ACIYI SEVMEK OLUR MU?
Şu hayatta imtihanda olmadığımız tek bir an var mı? Yaratıcımızın bize nasip ettiği her ne varsa imtihan için değil mi? Sadece darlığın, zorluğun sınav olduğunu düşünüyorsanız, yanılıyorsunuz zira varlık, bolluk, zenginlik de bir imtihan aracı. Tıpkı hayrın da şerrin de ondan olduğunu yeterince idrak edememek gibi.Kuran-ı Kerim'in o muazzam suresi Fecr'in tefsirini henüz bitirdim ve sure tıpkı kendisi gibi muazzam bir kapı muazzam bir bakış açısı araladı. Bakın ne diyor Fecr suresi'nin bir ayetinde; ‘'Şöyle insanlar vardır. Rabbi kendisini imtihan edip ikramda bulunduğunda ve bol nimet verdiğinde Rabbim bana ikram etti derler. Onu imtihan edip rızkını daralttığında ise Rabbim beni rezil etti derler. Hayır, hayır durum öyle değil!'
Ayetin sonundaki ‘'hayır, hayır durum öyle değil' diyen o güçlü itiraza dikkatinizi çekerim. Böyle güçlü bir itiraz cümlesi yaptığımız yanlışa kesin bir dille dikkat çekmiyor mu? Ve şöyle devam ediyor ayet; ‘'Doğrusu siz yetime ikramda bulunmuyor, yoksulu yedirmeye teşvik etmiyorsunuz, haram helal demeden yiyor ve malı aşırı biçimde seviyorsunuz'… Yani insanın nasıl da nankör ve gözü doymaz olduğuna aşırı derecede dikkat çeken bir ayet.

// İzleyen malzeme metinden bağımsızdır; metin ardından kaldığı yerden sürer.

PR #835, opened 2024-02-21
feat: use one transaction per move item and send ws after the transaction

### LINKED ISSUE #831: Update the web socket feedback of the move items
The idea is to send a web socket containing the updated data each time a transaction is terminated for the moved item. At the end of all the transactions (when moving multiple items), a feedback web socket is sent to display that the task is terminated in the frontend. It could be great to inform which item wasn't move when an error occurred.

To accomplish this, the transaction may have to be go down (not in the controller anymore ?).

The same things will be done for copy, delete, recycle and validate when this one is working.

ReidyT:
- use one transaction for each move item
- publish websocket post move item after the transaction
- publish websocket feedback after all the transactions

For more details, please see #831 

# Validation of the Implementation

**Protocol of the Test**:

- Run each test five times to obtain an average time.
- The time is computed as the highest end time minus the smallest start time.
    - This is because the maximum number of moves is 20, so to move 100 items, it will require 5 API calls.
- For each test, the items and actions are reset.
    - There are 100 items, each with 10 children => 1000 items.
    - There are 1000 actions per item => 1,000,000 actions.
- For each test with web sockets, the builder is forced to refresh.

**Tests 1 - Parallel vs Series with Multiple Transactions without Intermediate Web Sockets**

|                    | In Series | In Parallel |
|:-------------------|:----------|:------------|
|        Time 1 (ms) |   26,916  |   33,155    |
|        Time 2 (ms) |   24,872  |   27,055    |
|        Time 3 (ms) |   30,011  |   35,195    |
|        Time 4 (ms) |   28,483  |   25,567    |
|        Time 5 (ms) |   29,027  |   34,580    |
| **Avg. Time (ms)** | **27,862**| **31,110**  |

Results: Parallel seems to be slower than in series. Also, in series, the feedback isn’t sent at the end of the 20 items but at the whole end.

> [!IMPORTANT]  
> In parallel, each promise has its own thread freezing the database for the time that the move is run. This is not acceptable.

> [!NOTE]
> Maybe use a thread pool (running 5 threads, in each thread having 20 items to move in series…)

**Test 2 - Only One Transaction, moving items are executed in parallel, without web sockets**

|                    | In Parallel |
|:-------------------|:------------|
|        Time 1 (ms) |   27,455     |
|        Time 2 (ms) |   27,808     |
|        Time 3 (ms) |   26,761     |
|        Time 4 (ms) |   33,306     |
|        Time 5 (ms) |   30,993     |
| **Avg. Time (ms)** | **29,265**  |

**Test 3 - Parallel vs Series with Multiple Transactions and web sockets**

> [!IMPORTANT]  
> Refresh the browser to be sure to have a web socket connection!!!

The problem principally comes from the rerender of the table… Indeed, when disabling the invalidation, the manual manipulations conduct to a re-render, involving the HTTP Requests.

|                    | In Series | In Parallel |
|:-------------------|:----------|:------------|
|        Time 1 (ms) |   71,963  |   54,972    |
|        Time 2 (ms) |   64,392  |   79,857    |
|        Time 3 (ms) |   75,210  |   74,077    |
|        Time 4 (ms) |   68,794  |   40,444    |
|        Time 5 (ms) |   63,661  |   51,855    |
| **Avg. Time (ms)** |   68,804  |   60,241    |

Results: In parallel is a little bit faster.

### DIFF
--- a/src/services/item/service.ts
+++ b/src/services/item/service.ts
@@ -23,7 +23,7 @@ import {
   UnauthorizedMember,
 } from '../../utils/errors';
 import HookManager from '../../utils/hook';
-import { Repositories } from '../../utils/repositories';
+import { Repositories, buildRepositories } from '../../utils/repositories';
 import { filterOutItems, validatePermission, validatePermissionMany } from '../authorization';
 import { Actor, Member } from '../member/entities/member';
 import { mapById } from '../utils';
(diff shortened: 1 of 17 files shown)


src/services/item/ws/services.ts
```diff
@@ -0,0 +1,115 @@
...
+    websockets.publish(itemTopic, sourceParentId, ChildItemEvent('delete', source));
+  }
+
+  const destParentId = getParentFromPath(destination.path);
+  if (destParentId) {
+    websockets.publish(itemTopic, destParentId, ChildItemEvent('create', destination));
+  }
+};
+
+export const publishAfterMoved = (
```
pyphilia, line 65: I don't really like the name. Actually if you create a class to group functions (later copy, update, etc) you won't need to pass the websocket service everytime.

```ts
class ItemWebsocketsService {
   constructor(websockets: WebsocketService) { ... }

   publishTopicsForMove({ source, destination, sourceParentId }) { ... }

   publishFeedbacksForMove(...) { ... }
}
```
and use 
```ts
const itemWebsocketsService = new ItemWebsocketsService(...)

itemWebsocketsService.publishTopicsForMove()
```

src/services/item/test/ws.test.ts
```diff
@@ -433,18 +434,24 @@ describe('Item websocket hooks', () => {
       });
       expect(response.statusCode).toBe(StatusCodes.ACCEPTED);
 
-      await waitForExpect(async () => {
-        expect((await ItemRepository.findOneBy({ id: childItem.id }))?.path).toContain(
-          newParentItem.path,
-        );
-      });
+      // When the websocket is not received, indicating that the transaction
```
pyphilia, line 437:
```suggestion
      // When the websocket is not received, indicates that the transaction
```

src/services/item/ws/services.ts
```diff
@@ -0,0 +1,115 @@
...
+  const successIds = success.map((i) => i.id);
+  const failedIds = itemIds.filter((id) => !successIds.includes(id));
+
+  if (success.length) {
+    websockets.publish(
+      memberItemsTopic,
+      memberId,
+      ItemOpFeedbackEvent(
+        'move',
+        success.map((i) => i.id),
```
pyphilia, line 97:
```suggestion
        successIds,
```

src/services/item/ws/services.ts
```diff
@@ -0,0 +1,115 @@
...
+  }
+  if (failed.length) {
+    failed.forEach((e) => {
+      log.error(e);
+      websockets.publish(
+        memberItemsTopic,
+        memberId,
+        ItemOpFeedbackEvent('move', failedIds, { error: e }),
+      );
+    });
```
pyphilia, line 113: Why not having one feedback with the errors within the "success" message and let the frontend trigger the multiple notifications? I know we discussed it sorry..

pyphilia (changes requested):
Thanks for the PR! Here are some ideas to refactor the code, plus some questions 🐈

src/services/item/service.ts
```diff
@@ -389,13 +390,6 @@ export class ItemService {
       await itemRepository.checkHierarchyDepth(parentItem, levelsToFarthestChild);
     }
 
-    // post hook
-    // question: invoque on all items?
-    await this.hooks.runPreHooks('move', actor, repositories, {
-      source: item,
-      destinationParent: parentItem,
-    });
```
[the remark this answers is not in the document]
ReidyT: I didn't found one listening for move preHooks...

src/services/item/ws/services.ts
ReidyT: Yes, I started to do something similar in copy. It's a good idea, I will add it in move PR too.

src/services/item/ws/services.ts
ReidyT: Because there are some changes to do... but I can actually do this now.

PR #838, opened 2024-02-23
fix: use sdk esm version

spaenleh:
Update to use esm version of SDK.

The `HttpMethods` enum was changed which leads to a lot of changes but in fact there are not no many things to adapt.


ReidyT (approved):
LGTM 🙌 🚀

pyphilia (approved):
LGTM 🦜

Mehmet Okuyan hocam, kısa sureler tefsirinde bakın nasıl güzel özetlemiş durumu: ‘'Hayatın var ediliş biçimi imtihandır, insanlar hayır ile de şer ile de imtihan edilmektedir. İçimizde bulunanlarla yani aklımızdan geçirdiklerimizle, duyduklarımıza gösterdiğimiz tepkimizle de imtihanımız devam etmektedir. Sahip olduğumuz her şeyle imtihandayız. Korku, açlık, malın eksilmesi, canın gitmesi, ürünlerin yok olması gibi. Anlaşılıyor ki, sahip olduğumuz şeylerden, madde anlamında bedenimiz, çocuklarımız, ailemiz, mallarımız, mana anlamında ise akıl ve irademiz de dahil olmak üzere her şeyimizle imtihandayız. Çünkü hayatta imtihana konu olmayan hiçbir şey yoktur'
İyi bir şey olduğunda örneğin terfi ettiğinde ya da biraz daha fazla kazanmaya başladığında, ev, araba sahibi olduğunda yıllardır çalışıyorum hak ettim bunu ben der insanoğlu, oysa o bir hak ediş değil bir imtihandır. Mehmet Okuyan hoca'ya göre, Allah, nimeti hak ettiğini düşünen ve onu imtihanla buluşturmayan insan tipine bu ayetle cevap veriyor.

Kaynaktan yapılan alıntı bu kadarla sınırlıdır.